- **Problem details**: Repeat every entry in the listing below, exactly.

- **Excerpted data**:
PR #1792, opened 2020-12-23
Bug 1672966: Update spec with details on what data is presented

mathjazz:


specs/0108-community-health-dashboard.md
```diff
@@ -22,21 +22,44 @@ A new "Insights" tab is made available on the Team page, positioned next to the
...
+* Active managers have logged into Pontoon.
+* Active reviewers have performed a review activity (approve, unapprove, reject, or unreject a translation).
+* Active contributors have submitted a translation.
+
+Note that only users included in the all users counts can be active users. If a project contact person rejects a suggestion or submits a translation, it doesn't count as an active reviewer or contributor of the team.
 
 ## Unreviewed suggestion lifespan
 
-A line chart showing time before suggestion gets approved or rejected. See the [existing script](https://github.com/flodolo/scripts/blob/954fa85/pontoon/unreviewed_suggestions_lifespan.py) for details on how to retrieve data. A tooltip showing the exact data at a given time appears when hovering over a chart.
+A line chart showing the average age of the unreviewed suggestions in a period of last 12 months.
```
flodolo, line 38: I'm still lost on what this means in practice.

Does it mean that, in December, it will show the data for `2019-12-01 to 2020-12-01`, instead of `2020-12-01 to 2020-12-31` (which is what I would expect)? 

Does it still look at all suggestions submitted, and how long it took for them to be approved/rejected? If so, I'm lost on the huge difference between our previous data (script) and this one. Several locales look in trouble (fr, it), and I know they're not.

mathjazz: It's the latter. In December it will show what the average lifespan (age) of the unreviewed suggestions was between 2020-12-01 and 2020-12-31. More precisely, it looks for unreviewed suggestions once a day and calculates their average age. It then aggregates all the daily averages for a particular month into a monthly average and renders it in the chart.

I now see the above description is confusing. Maybe I should change it to this: `A line chart showing the average age of the unreviewed suggestions in a particular month for a period of last 12 months.`?

> Does it still look at all suggestions submitted, and how long it took for them to be approved/rejected? If so, I'm lost on the huge difference between our previous data (script) and this one. Several locales look in trouble (fr, it), and I know they're not.

It doesn't look at suggestions that have been reviewed, which is what the script does.

mathjazz: Pressed Enter too quickly... Adding more details...

flodolo: Thanks for the explanation. I would suggest to table the conversation for after the holidays, because it's not trivial.

In the end, this is not the "average lifespan of suggestions", it is indeed the "average lifespan of suggestions still unreviewed". I personally see a lot of value in knowing the first data point, and a lot less in the second, mostly because it's included in the first and it doesn't tell us much about how healthy the community is.

> I now see the above description is confusing. Maybe I should change it to this: `A line chart showing the average age of the unreviewed suggestions in a particular month for a period of last 12 months.`?

Yes, this sounds clearer.

mathjazz:
self-r+.

Let's continue the conversation about "Unreviewed suggestion lifespan" changes and other followups at the team meeting.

- **Output of the exercise**:
PR #1792, opened 2020-12-23
Bug 1672966: Update spec with details on what data is presented

mathjazz:


specs/0108-community-health-dashboard.md
```diff
@@ -22,21 +22,44 @@ A new "Insights" tab is made available on the Team page, positioned next to the
...
+* Active managers have logged into Pontoon.
+* Active reviewers have performed a review activity (approve, unapprove, reject, or unreject a translation).
+* Active contributors have submitted a translation.
+
+Note that only users included in the all users counts can be active users. If a project contact person rejects a suggestion or submits a translation, it doesn't count as an active reviewer or contributor of the team.
 
 ## Unreviewed suggestion lifespan
 
-A line chart showing time before suggestion gets approved or rejected. See the [existing script](https://github.com/flodolo/scripts/blob/954fa85/pontoon/unreviewed_suggestions_lifespan.py) for details on how to retrieve data. A tooltip showing the exact data at a given time appears when hovering over a chart.
+A line chart showing the average age of the unreviewed suggestions in a period of last 12 months.
```
flodolo, line 38: I'm still lost on what this means in practice.

Does it mean that, in December, it will show the data for `2019-12-01 to 2020-12-01`, instead of `2020-12-01 to 2020-12-31` (which is what I would expect)? 

Does it still look at all suggestions submitted, and how long it took for them to be approved/rejected? If so, I'm lost on the huge difference between our previous data (script) and this one. Several locales look in trouble (fr, it), and I know they're not.

mathjazz: It's the latter. In December it will show what the average lifespan (age) of the unreviewed suggestions was between 2020-12-01 and 2020-12-31. More precisely, it looks for unreviewed suggestions once a day and calculates their average age. It then aggregates all the daily averages for a particular month into a monthly average and renders it in the chart.

I now see the above description is confusing. Maybe I should change it to this: `A line chart showing the average age of the unreviewed suggestions in a particular month for a period of last 12 months.`?

> Does it still look at all suggestions submitted, and how long it took for them to be approved/rejected? If so, I'm lost on the huge difference between our previous data (script) and this one. Several locales look in trouble (fr, it), and I know they're not.

It doesn't look at suggestions that have been reviewed, which is what the script does.

mathjazz: Pressed Enter too quickly... Adding more details...

flodolo: Thanks for the explanation. I would suggest to table the conversation for after the holidays, because it's not trivial.

In the end, this is not the "average lifespan of suggestions", it is indeed the "average lifespan of suggestions still unreviewed". I personally see a lot of value in knowing the first data point, and a lot less in the second, mostly because it's included in the first and it doesn't tell us much about how healthy the community is.

> I now see the above description is confusing. Maybe I should change it to this: `A line chart showing the average age of the unreviewed suggestions in a particular month for a period of last 12 months.`?

Yes, this sounds clearer.

mathjazz:
self-r+.

Let's continue the conversation about "Unreviewed suggestion lifespan" changes and other followups at the team meeting.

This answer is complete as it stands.